━━━━━ Provided information
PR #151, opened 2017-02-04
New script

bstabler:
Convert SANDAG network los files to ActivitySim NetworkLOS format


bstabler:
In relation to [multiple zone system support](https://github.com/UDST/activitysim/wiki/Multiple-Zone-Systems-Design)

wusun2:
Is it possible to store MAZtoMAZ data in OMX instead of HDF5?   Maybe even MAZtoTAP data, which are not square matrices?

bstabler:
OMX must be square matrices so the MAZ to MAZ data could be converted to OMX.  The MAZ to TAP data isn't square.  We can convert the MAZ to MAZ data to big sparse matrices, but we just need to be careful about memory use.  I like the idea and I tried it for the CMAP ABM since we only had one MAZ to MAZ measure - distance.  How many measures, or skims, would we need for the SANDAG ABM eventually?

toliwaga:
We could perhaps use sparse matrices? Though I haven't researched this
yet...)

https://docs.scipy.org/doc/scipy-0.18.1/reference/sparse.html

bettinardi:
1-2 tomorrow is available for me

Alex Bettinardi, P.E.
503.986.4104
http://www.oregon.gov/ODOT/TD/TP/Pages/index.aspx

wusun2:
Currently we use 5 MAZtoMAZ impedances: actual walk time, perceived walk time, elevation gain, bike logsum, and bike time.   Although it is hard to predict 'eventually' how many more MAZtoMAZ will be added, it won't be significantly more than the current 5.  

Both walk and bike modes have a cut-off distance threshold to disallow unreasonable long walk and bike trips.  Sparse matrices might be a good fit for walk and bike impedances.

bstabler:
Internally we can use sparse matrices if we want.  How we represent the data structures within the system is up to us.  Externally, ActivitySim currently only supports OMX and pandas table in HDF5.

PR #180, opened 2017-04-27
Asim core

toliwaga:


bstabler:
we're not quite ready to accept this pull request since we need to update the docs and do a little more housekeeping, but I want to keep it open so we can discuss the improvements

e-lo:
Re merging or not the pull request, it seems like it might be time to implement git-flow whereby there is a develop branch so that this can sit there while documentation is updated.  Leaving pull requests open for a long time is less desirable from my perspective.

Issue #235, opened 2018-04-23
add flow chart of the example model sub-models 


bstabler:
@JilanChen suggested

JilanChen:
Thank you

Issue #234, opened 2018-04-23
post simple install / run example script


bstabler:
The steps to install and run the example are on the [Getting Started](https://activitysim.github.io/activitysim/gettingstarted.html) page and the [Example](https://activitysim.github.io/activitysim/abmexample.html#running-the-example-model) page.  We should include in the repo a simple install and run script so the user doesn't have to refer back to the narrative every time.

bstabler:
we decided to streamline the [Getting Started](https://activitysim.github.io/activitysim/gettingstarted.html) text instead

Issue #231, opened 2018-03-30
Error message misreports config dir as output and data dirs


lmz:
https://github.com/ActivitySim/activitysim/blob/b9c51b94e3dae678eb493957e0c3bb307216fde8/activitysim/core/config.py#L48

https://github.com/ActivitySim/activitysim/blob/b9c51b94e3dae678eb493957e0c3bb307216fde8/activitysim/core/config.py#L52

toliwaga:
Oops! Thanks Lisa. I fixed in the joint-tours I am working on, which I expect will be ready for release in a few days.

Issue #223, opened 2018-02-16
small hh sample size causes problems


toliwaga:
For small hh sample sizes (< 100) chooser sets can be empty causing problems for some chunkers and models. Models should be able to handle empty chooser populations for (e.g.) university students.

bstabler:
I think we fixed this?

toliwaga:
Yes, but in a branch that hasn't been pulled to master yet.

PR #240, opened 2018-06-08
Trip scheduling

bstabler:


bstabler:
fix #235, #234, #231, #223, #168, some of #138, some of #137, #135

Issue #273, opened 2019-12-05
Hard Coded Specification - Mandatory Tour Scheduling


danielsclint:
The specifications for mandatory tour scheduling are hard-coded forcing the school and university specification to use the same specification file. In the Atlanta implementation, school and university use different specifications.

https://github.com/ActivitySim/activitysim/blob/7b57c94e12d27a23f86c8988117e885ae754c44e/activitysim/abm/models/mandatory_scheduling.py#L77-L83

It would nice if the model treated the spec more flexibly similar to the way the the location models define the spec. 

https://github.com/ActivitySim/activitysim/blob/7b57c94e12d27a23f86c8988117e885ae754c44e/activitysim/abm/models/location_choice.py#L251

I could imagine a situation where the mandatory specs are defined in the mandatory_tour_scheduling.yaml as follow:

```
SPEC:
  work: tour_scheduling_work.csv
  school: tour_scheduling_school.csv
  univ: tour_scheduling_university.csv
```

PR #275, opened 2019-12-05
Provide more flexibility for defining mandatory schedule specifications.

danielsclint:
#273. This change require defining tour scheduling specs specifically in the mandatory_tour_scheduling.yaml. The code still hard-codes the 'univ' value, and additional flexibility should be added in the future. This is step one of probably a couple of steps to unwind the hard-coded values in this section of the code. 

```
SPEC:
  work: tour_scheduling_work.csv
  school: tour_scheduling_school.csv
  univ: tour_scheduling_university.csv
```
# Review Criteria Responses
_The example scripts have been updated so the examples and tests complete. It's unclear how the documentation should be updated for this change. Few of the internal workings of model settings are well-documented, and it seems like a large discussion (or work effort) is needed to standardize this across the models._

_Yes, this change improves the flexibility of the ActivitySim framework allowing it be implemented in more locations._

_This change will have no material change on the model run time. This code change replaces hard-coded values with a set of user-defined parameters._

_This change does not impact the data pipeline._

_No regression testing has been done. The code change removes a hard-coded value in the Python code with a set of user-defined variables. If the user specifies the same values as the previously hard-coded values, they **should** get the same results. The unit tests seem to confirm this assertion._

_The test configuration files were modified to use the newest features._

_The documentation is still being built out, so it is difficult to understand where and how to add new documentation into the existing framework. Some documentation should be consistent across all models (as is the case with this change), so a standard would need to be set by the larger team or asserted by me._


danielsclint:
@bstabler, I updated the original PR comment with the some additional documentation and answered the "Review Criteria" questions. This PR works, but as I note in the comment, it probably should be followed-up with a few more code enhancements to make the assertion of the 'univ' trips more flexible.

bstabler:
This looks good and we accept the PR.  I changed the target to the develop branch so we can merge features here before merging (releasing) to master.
━━━━━━━━━━
━━━━━ Provided information
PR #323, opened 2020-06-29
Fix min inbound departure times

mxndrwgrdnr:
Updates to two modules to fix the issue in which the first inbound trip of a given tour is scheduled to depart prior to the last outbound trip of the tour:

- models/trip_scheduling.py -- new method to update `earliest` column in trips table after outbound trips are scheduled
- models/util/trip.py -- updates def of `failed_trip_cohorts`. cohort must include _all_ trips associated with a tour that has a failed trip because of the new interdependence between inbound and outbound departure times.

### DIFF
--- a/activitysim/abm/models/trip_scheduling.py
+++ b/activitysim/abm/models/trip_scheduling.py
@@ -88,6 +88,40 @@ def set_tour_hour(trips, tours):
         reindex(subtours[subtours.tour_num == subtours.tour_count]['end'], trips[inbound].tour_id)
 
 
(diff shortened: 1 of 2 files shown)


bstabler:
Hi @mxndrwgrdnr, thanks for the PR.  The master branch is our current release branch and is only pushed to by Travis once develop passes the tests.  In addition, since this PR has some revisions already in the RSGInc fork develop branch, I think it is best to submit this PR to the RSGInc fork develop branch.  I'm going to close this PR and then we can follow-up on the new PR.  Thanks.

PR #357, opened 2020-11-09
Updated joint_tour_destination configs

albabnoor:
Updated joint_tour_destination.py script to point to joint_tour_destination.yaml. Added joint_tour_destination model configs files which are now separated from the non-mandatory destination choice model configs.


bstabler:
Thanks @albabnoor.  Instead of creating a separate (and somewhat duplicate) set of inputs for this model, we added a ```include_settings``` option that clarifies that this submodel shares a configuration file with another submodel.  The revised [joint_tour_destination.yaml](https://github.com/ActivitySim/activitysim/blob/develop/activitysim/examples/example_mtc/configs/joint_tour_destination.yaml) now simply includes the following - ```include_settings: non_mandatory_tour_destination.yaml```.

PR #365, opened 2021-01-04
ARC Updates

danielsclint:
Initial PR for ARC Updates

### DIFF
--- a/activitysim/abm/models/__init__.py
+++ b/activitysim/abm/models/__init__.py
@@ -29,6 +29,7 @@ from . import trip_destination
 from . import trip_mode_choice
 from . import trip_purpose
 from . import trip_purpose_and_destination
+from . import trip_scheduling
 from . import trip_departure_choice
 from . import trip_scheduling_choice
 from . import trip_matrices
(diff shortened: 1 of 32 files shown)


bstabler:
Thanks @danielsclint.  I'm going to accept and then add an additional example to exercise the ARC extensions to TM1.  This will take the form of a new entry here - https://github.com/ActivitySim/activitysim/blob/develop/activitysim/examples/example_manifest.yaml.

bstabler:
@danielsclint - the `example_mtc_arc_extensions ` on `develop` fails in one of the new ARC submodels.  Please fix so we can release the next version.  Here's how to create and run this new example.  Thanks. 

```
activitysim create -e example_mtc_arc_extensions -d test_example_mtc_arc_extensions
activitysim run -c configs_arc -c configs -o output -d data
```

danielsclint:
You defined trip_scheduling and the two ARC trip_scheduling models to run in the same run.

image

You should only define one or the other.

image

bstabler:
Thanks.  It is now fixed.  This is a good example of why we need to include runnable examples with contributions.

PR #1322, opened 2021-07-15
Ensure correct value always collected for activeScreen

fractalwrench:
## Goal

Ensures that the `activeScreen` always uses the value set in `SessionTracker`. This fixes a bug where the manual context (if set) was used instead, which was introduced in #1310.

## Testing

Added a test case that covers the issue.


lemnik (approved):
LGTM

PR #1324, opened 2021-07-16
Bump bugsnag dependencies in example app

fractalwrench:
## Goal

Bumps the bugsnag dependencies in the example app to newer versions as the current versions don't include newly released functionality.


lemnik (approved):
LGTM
━━━━━━━━━━
*The task:* Take every line above that includes the string "master" and return it.

*Solution:*
Yes, but in a branch that hasn't been pulled to master yet.
This looks good and we accept the PR.  I changed the target to the develop branch so we can merge features here before merging (releasing) to master.
Hi @mxndrwgrdnr, thanks for the PR.  The master branch is our current release branch and is only pushed to by Travis once develop passes the tests.  In addition, since this PR has some revisions already in the RSGInc fork develop branch, I think it is best to submit this PR to the RSGInc fork develop branch.  I'm going to close this PR and then we can follow-up on the new PR.  Thanks.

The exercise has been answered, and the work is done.